İşte bu kadarcıktı, basit bir soru. İnsan yaşlandıkça zihnini büsbütün uğraştıran bir soru. Göklerden beklenen o yüce açıklama belki de hiç gelmiyordu. Onun yerine ufak tefek günlük tansıklar, aydınlatmalar, umulmadık bir anda karanlıkta çakılan kibritler vardı; işte onlardan biri de buydu. Bu da, şu da, öteki de; kendisi de, Charles Tansley de, çatlayan şu dalga da; Mrs. Ramsay’in bunları birbiriyle birleştirip kaynaştırması; Mrs. Ramsay’in, ‘Yaşam, kıpırdama burada dur’ deyişi; Mrs. Ramsay’in içinde bulunduğu anı kalıcı yapması (nasıl ki Lily de, başka bir alanda o anı kalıcı yapmaya çalışıyordu) işte bu, Tanrısal açıklama gibi bir şeydi.

Aklıyla her zaman şu gerçeği kavramıştı ki, mantık, düzen, adalet diye bir şey yoktu; çile, ölüm ve yoksullar vardı. İnsanların işleyemeyeceği kadar aşağılık hiçbir ihanet yoktu; bunu biliyordu.
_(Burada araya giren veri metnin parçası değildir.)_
PR #6132, opened 2026-07-07
quota: keep -J output valid JSON when repairs happen

brong:
Repair diagnostics from `quota -f` were printed as plain text to stderr, so capturing combined output (e.g. `quota -f -J 2>&1 | jq`) interleaved those lines with the JSON report on stdout and it no longer parsed.

In JSON mode, collect repair messages into a top-level "_repairs" array (leading underscore so consumers can skip metadata keys) instead of printing them; the non-JSON path still writes to stderr as before.

### DIFF
--- a/cassandane/Cassandane/Cyrus/Quota.pm
+++ b/cassandane/Cassandane/Cyrus/Quota.pm
@@ -7,6 +7,7 @@ use warnings;
 use Cwd qw(abs_path);
 use DateTime;
 use Data::Dumper;
+use JSON::XS;
 
 use base qw(Cassandane::Cyrus::TestCase Cassandane::Mixin::QuotaHelper);
 use Cassandane::Util::Log;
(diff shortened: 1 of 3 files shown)


cassandane/Cassandane/Cyrus/Quota.pm
```diff
@@ -7,6 +7,7 @@ use warnings;
 use Cwd qw(abs_path);
 use DateTime;
 use Data::Dumper;
+use JSON;
```
rjbs: We should standardize on one JSON library.  It'll be JSON::XS.  I'll just make a new commit for this, though.  But feel free to amend this one so we have no race. ;-)

rjbs (commented):
LGTM.  Had to go review how variadic functions work!

cassandane/Cassandane/Cyrus/Quota.pm
brong: Fixed

rjbs (approved):
weird, surprised I didn't approve this on previous look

Hiçbir mutluluk uzun sürmüyordu; bunu biliyordu.

Yüceltilirseniz her nedense düşmeye de mahkûmdunuz.

Aşk bu diye düşündü, tuvalini yerinden oynatır gibi yaparak, damıtılıp süzgeçten geçirilmiş bir aşk; nesnesini ele geçirmeyi asla denememiş olan bir aşk; ama matematikçilerin sembollerine, şairlerin mısralarına duyduğu aşk gibi, tüm dünyaya yayılması ve insanlığa ait servetin bir parçasına dönüşmesi gereken türden bir aşk.
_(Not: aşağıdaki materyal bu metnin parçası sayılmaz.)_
PR #6133, opened 2026-07-07
perl: use JSON::XS, not JSON

rjbs:
The speed is probably not a notable change (but I did not test), but consistency is nice.


rjbs:
I gotta fix this harder before it just works.

rjbs:
… in fact, going to take a totally different approach.  There are some weird incompatibilities!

Lily evlenmeli, Minta evlenmeli, herkes evlenmeli diye ısrar ederdi, çünkü bu dünyada istediğin kadar şöhrete ulaş, istediğin kadar zafer kazan, evlenmemiş bir kadın hayatın tadını çıkarmamış demekti.
Ama derdi Lily, babam var, evim var, hatta söylemeye cesaret edebilse resimleri vardı. Oysa öteki şeyin karşısında bunlar öyle küçük, öyle el değmemiş görünüyordu ki. Evet, gece ilerlerken, beyaz ışıklar perdelerden sızarken, hatta bahçeden arada bir kuş şakımaları duyulurken, ümitsizce cesaretini toplayarak evrenin yasasından muaf tutulmayı talep ederdi.; bunun için yakarırdı; yalnızlığı seviyordu o, kendisi olmayı seviyordu.
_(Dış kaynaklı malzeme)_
PR #6136, opened 2026-07-14
charset.testc: don't pass NULL pointers to memcmp

nwc10:


nwc10:
Currently we're only building with gcc's UBSAN in CI.

This is the only tweak needed to get the CUnit tests (also) passing with clang's UBSAN.

wolfsage (approved):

Kendini rahatsız hissediyordu; yanında oturup ona karşı hiçbir şey hissetmediği için, kendini hain gibi hissediyordu. İşin gerçeği aile yaşantısından hoşlanmıyordu. İnsan kendine böyle koşullarda sorardı işte, ne için yaşıyorum diye. Neden diye sorardı, insan ırkının devamı için bunca zahmete giriyorum? Bu o kadar da arzulanacak bir şey mi?

Bir erkeğin bir kadına olan aşkından daha ciddi, daha yüce, daha etkili, yüreğinde ölüm tohumlarını taşıyan başka ne olabilirdi; aynı zamanda bu aşıkların, ışıl ışıl gözlerle hayallere dalan bu insanların etrafında dans edilmeliydi, onlarla alay edilip başlarına çelenkler takılmalıydı.
Arzulamak ve sahip olamamak, tüm bedenine bir kasılma, bir boşluk, bir gerginlik hissi vermişti. Arzulamak ve sahip olamamak insanın yüreğini nasıl da burkuyordu. Tekrar tekrar!